Tuesday, December 25, 2018

Barth's Dogmatics, §2, the Task of Prolegomena

Back to blogging, after a crazy and busy end of the semester...

My blog project for 2019 is to take notes on Karl Barth’s Church Dogmatics. My folks purchased the whole English-language set for me forty years ago, and subsequently I wrote my doctoral dissertation on a portion of Vol. III, part 2. For this blog project, I’ll study the Dogmatics by paragraphs, taking notes. See my December 2, 2018 post for Barth's overall plan for his series.

I’m in Volume 1, part 1, “The Doctrine of the Word of God.”

Paragraph 2 is “The Task of Prolegomena to Dogmatics”: “Prolegomena to dogmatics is our name for the introductory part of dogmatics in which our concern is to understand its particular way of knowledge” (p. 25). Arnold Cone, in his book An Introduction to Barth’s “Dogmatics” for Preachers,” writes of this section, “Dogmatics is the church’s speaking about its speaking, testing the latter’s authenticity against the norm of Jesus Christ. So the first task is to explicate this special way to knowledge in Jesus Christ—not as a bridge to unbelief but as a correction of heresy” (p. 89).
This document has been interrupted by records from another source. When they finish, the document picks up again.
PR #9156, opened 2022-08-25
Add "string shorten" command to shorten strings with an ellipsis

faho:
## Description

This is essentially the inverse of `string pad`.
Where that adds characters to get up to the specified width,
this adds an ellipsis to a string if it goes over a specific maximum width.
The char can be given, but defaults to our ellipsis string.
("…" if the locale can handle it and "..." otherwise)

If the ellipsis string is empty, it just truncates.

For arguments given via argv, it goes line-by-line,
because otherwise visible length makes no sense.

If "--no-newline" is given, it adds an ellipsis instead and removes all subsequent lines.

Like pad and `length --visible`, it goes by visible width,
skipping recognized escape sequences, as those have no influence on width.

The default target width is the shortest of the given widths that is non-zero.

If the ellipsis is already wider than the target width,
we truncate instead. This is safer overall, so we don't e.g. move into a new line.
This is especially important given our default ellipsis might be width 3.

We use this in numerous places including fish_job_summary and the git prompt and completions, but we do that in a fundamentally broken way, and it's already a bit complicated:

- We only check $LANG, where we would have to check $LC_ALL and $LC_CTYPE first
- We have no idea if that locale actually *exists* or is used (we set $LC_CTYPE internally!)
- We need to redo it over and over again
- We go by number of codepoints, not width

This already adopts it in those places. It mostly behaves the same, except for one difference in the git prompt when shortening the branch. The original code took $len chars and then added the ellipsis, so a length of 8 could end up printing a length of 10 (and a width of potentially 8*2 + 2 = 18). This takes as many chars as we can so that we can add the ellipsis and keep under the target width. So people will potentially see their git branch names shortened more - typically 1 char so the unicode ellipsis fits.

It also uses "..." as the ellipsis string on singlebyte systems instead of "..". I'd argue that we should probably change our default fallback ellipsis string to "..", but that's a separate change.

## TODOs:

Potential questions:

- [x] Is "ellipsize" the right name? I've also thought of "shorten" and "truncate"
- [ ] Are the options right or do we need to add new options, because e.g. `--char` actually takes a string (unlike `string pad`, which really just allows a single codepoint)
- [ ] Do we need a "--exclusive" mode to add the ellipsis on top of the target width?
- [ ] To support shortening to the lowest width, this needs to read all input in before acting on it. That's potentially costly with big inputs in terms of memory, but it has a nice symmetry with `string pad`.

### DIFF
--- a/doc_src/cmds/string-shorten.rst
+++ b/doc_src/cmds/string-shorten.rst
@@ -1,0 +1,89 @@
+string-shorten - shorten strings to a width, with an ellipsis
+===============================================================
+
+Synopsis
+--------
+
+.. BEGIN SYNOPSIS
+
+.. synopsis::
+
+    string shorten [(-c | --char) CHARS] [(-m | --max) INTEGER] [(-N | --no-newline)] [(-l | --left)]
+               [STRING ...]
+
+.. END SYNOPSIS
+
+Description
+-----------
+
+.. BEGIN DESCRIPTION
+
+``string shorten`` truncates each *STRING* to the given visible width and adds an ellipsis to indicate it. "Visible width" means the width of all visible characters added together, excluding escape sequences and accounting for :envvar:`fish_emoji_width` and :envvar:`fish_ambiguous_width`. It is the amount of columns in a terminal the *STRING* occupies.
+
+The escape sequences reflect what fish knows about, and how it computes its output. Your terminal might support more escapes, or not support escape sequences that fish knows about.
+
+If **-m** or **--max** is given, truncate at the given width. Otherwise, the lowest non-zero width of all input strings is used.
+
+If **-N** or **--no-newline** is given, only the first line (or last line with **--left**) of each STRING is used, and an ellipsis is added if it was multiline. This only works for STRINGs being given as arguments, multiple lines given on stdin will be interpreted as separate STRINGs instead.
+
+If **-c** or **--char** is given, add *CHAR* instead of an ellipsis. This can also be empty or more than one character.
+
+If **-l** or **--left** is given, remove text from the left on instead, so this prints the longest *suffix* of the string that fits. With **--no-newline**, this will take from the last line instead of the first.
+
+The default ellipsis is ``…``. If fish thinks your system is incapable because of your locale, it will use ``...`` instead.
+
+.. END DESCRIPTION
+
+Examples
+--------
+
+.. BEGIN EXAMPLES
+
+::
+
+    >_ string shorten foo foobar
+    # No width was given, we infer, and "foo" is the shortest.
+    foo
+    fo…
+
+    >_ string shorten --char="..." foo foobar
+    # The target width is 3 because of "foo",
+    # and our ellipsis is 3 too, so we can't really show anything.
+    # This is the default ellipsis if your locale doesn't allow "…".
+    foo
+    ...
+
+    >_ string shorten --char="" --max 4 abcdef 123456
+    # Leaving the char empty makes us not add an ellipsis
+    # So this truncates at 4 columns:
+    abcd
+    1234
+
+    >_ touch "a multiline"\n"file"
+    >_ for file in *; string shorten -N -- $file; end
+    # Shorten the multiline file so we only show one line per file:
+    a multiline…
+
+    >_ ss -p | string shorten -m$COLUMNS -c ""
+    # `ss` from Linux' iproute2 shows socket information, but prints extremely long lines.
+    # This shortens input so it fits on the screen without overflowing lines.
+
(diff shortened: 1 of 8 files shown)


faho:
Oh, also it removes the ellipsis from a shortened SHA. I think it's obvious that a sha of 8 characters isn't complete, and so saving one column is actually the better idea.

(plus that code never checked that the codepoint was usable)

IlanCosman:
Wow, Fabian adding the things I didn't know I wanted, but now do 😄 

One thing I'd like to see is an option that truncates the beginning instead of the end. I.e `foobar` --> `…bar` instead of `foo…`. In many cases, e.g. branch names, hostnames, the beginning information is often less useful and specific than the end.

faho:
>One thing I'd like to see is an option that truncates the beginning instead of the end. I.e foobar --> …bar instead of foo…

Done. This is kind of tricky because we need to skip escapes and need to be careful to not hack combiners into pieces, so actually going from the end is hard. So I just went front to back and stopped once the width to the end fits.

This does a bunch more checks than is needed, but tbh that can be done later.

>Also, I'd go with a more generic name like truncate or shorten, because those are common CS/english words, while ellipsize is

Oh, it is actually used!

You have:

1. [People asking for it in java](https://stackoverflow.com/questions/3288716/automatically-ellipsize-a-string-in-java)
2. [Android API](https://stackoverflow.com/questions/13313996/what-does-ellipsize-mean-in-android)
3. [Someone explaining it in C++](https://www.quora.com/What-is-an-example-of-a-string-ellipsize-algorithm?share=1)
4. [GTK](https://docs.gtk.org/gtk3/property.Label.ellipsize.html)
5. [An NPM thing](https://github.com/mvhenten/ellipsize)
6. [wxPython](https://docs.wxpython.org/wx.EllipsizeMode.enumeration.html)
7. [The systemd docs use it a bunch](https://www.man7.org/linux/man-pages/man1/systemctl.1.html) - "By default, this function only shows 10 lines of output and **ellipsizes lines** to fit in the terminal window"

On the other hand you have python with [textwrap.shorten](https://docs.python.org/3.4/library/textwrap.html#textwrap.shorten) in the stdlib, and an example for how to "[Truncate String with Ellipsis](https://css-tricks.com/snippets/css/truncate-string-with-ellipsis/)" in CSS.

My issue with "truncate" is that, to me, it only speaks to the "cutting off" part and is *still* not the easiest term?

"shorten" might be okay, but there we need to explain that we add an ellipsis (which python's textwrap calls a "placeholder" which I don't like?)

>much less likely to be understood by someone with limited english

Just as a sidenote: "ellipsis" comes from a greek term. That means in a bunch of western languages it will also be used - I know "ellipse" is a thing in german. So how "difficult" a term seems for native speakers doesn't always match how it seems for non-native speakers, because it might also be in their language.

In this specific case that's because it's a loan word, but e.g. non-native speakers might have a harder time with everyday kitchen terminology than grammar terminology.

floam:
It's easy to forget @faho is German, considering his perfect use of English.

floam:
I like it. I initially had some thoughts that `truncate` may be better, but when I think about it and how I'd use it, I really just want to ellipsize. Which may not be an actual word but I use it that way.

IlanCosman:
I'm not sure how fancy you want to get, but another option that people sometimes like is truncating the middle, 
i.e `foobarbaz` -> `foo…baz` Probably not worth implementing, but just thought I'd mention it.

mqudsi:
My gut instinct on reading the title was "why not just `string shorten`?" and then I saw that you considered that as an alternative.
I think ellipsize is too arcane of a name.

mqudsi:
In terms of prior art... Back in the day, I used to use the terribly named `PathCompactPath` function from `shlwapi.h` on Windows.

https://docs.microsoft.com/en-us/windows/win32/api/shlwapi/nf-shlwapi-pathcompactpathw

faho:
Alright, I renamed it to "shorten". It's shorter and simpler, and we don't need to be 100% accurate - people will figure out that it adds an ellipsis once they use it.

faho:
One more yak-shaving question: I've named the option to keep text from the end "--right".

`string pad` has "--right" to *add* padding to the right.

Should this be "--left" instead? My intuition was that I think of shortening as "go from the left/right, keep until you can't keep any more and then stop", while I think of padding as "add to the left/right until it's full".

IlanCosman:
I'm torn, but I'd say `--left`. I agree that I and probably most people think in terms of "keeping", but the command is called shorten, and objectively what you are shortening is the left side of the string.

faho:
Okay, renamed to "--left" - the idea is that we name it after where we change the string, like in `pad` and `trim`.

And with that, I'm merging this.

In the section “The Necessity of Dogmatic Prolegomena” (I/1, 25-36), Barth comments that prolegomena to theology has to do with the distinctive way of knowledge of that science. Dogmatic work in each time period is connected to the situation of the Church in that period. Although Emil Brunner, for instance, contests the self-sufficient and self-assuring rationality of the modern spirit that opposes the Word of God, Brunner still affirms a point of contact for God’s revelation, which Barth rejects.
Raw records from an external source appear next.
PR #9175, opened 2022-09-02
fix completions for tcpdump (-w and -r option)

sgtm0113:
## Description

Fix completions for tcpdump.

When I use tcpdump with "-w" or "-r" option, fish can't compete files to read.


sgtm0113:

Barth does not believe that “the tragedy of modern godlessness” is “anything out of the ordinary” in church history (p. 28). But still, the task of dogmatics is not apologetics toward the modern situation but the distinctive talk of the Church measured against its standard, the divine revelation. Although dogmatics takes unbelief seriously, Barth does not think that apologetics and polemics are more effective than good dogmatics that is faithful to its standard.
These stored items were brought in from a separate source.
PR #9186, opened 2022-09-07
completions pipenv: updated activation command of built-in completion mechanism

exploide:
## Description

The internal completion mechanism of pipenv has changed. This PR updates the completions to work with the new invocation syntax.

By the way, I removed the `if command -sq pipenv` guard because I can't see where this is good for. The completion file should only be loaded when the command exists anyway? If not I can add that back.

## TODOs:

### DIFF
--- a/share/completions/pipenv.fish
+++ b/share/completions/pipenv.fish
@@ -1,7 +1,12 @@
-if command -sq pipenv
-    # pipenv determines which completions to print via some automagic that might not be perfect.
-    # Force it to be correct.
-    _PIPENV_COMPLETE=source-fish pipenv --completion 2>/dev/null | source
+# try new completion generation of click first
+set -l comps (_PIPENV_COMPLETE=fish_source pipenv 2>/dev/null)
+if test -z "$comps" || string match -q 'Usage:*' -- $comps
+    # fall back to older click-completion used in prior versions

Dogmatics also has to do with heresy. He considers Roman Catholicism in its Counter Reformation form, and also Protestant rationalistic and pietistic Modernism, as heresies, and Evangelical faith be true to faithful dogmatics with awareness of the heresies of these kinds of faith.

In the section “The Possibility of Dogmatic Prolegomena” (pp. 36-44), Barth discusses Modernism—which sees faith and church “as links in a greater nexus of being” (p. 36)—and asks whether this nexus (and the foundational piety of which Schleiermacher writes) is superior to the being of the Church and the divine revelation. Regarding Roman Catholicism, Barth discusses the way divine grace becomes an available relationship in the rites of the church, and the way the analogia entis (analogy of being), which affirms a divine likeness in the world, so that God is the ontological presupposition of faith and knowledge. Both of these, Barth claims, undercuts the freedom of God—“Jesus Christ… the free Lord of [the church’s] existence” (p. 40).

Barth writes that he will not only discuss the doctrine of Holy Scripture, but the doctrine of the Word of God, in order to lay a proper foundation for the dogmatics that follow.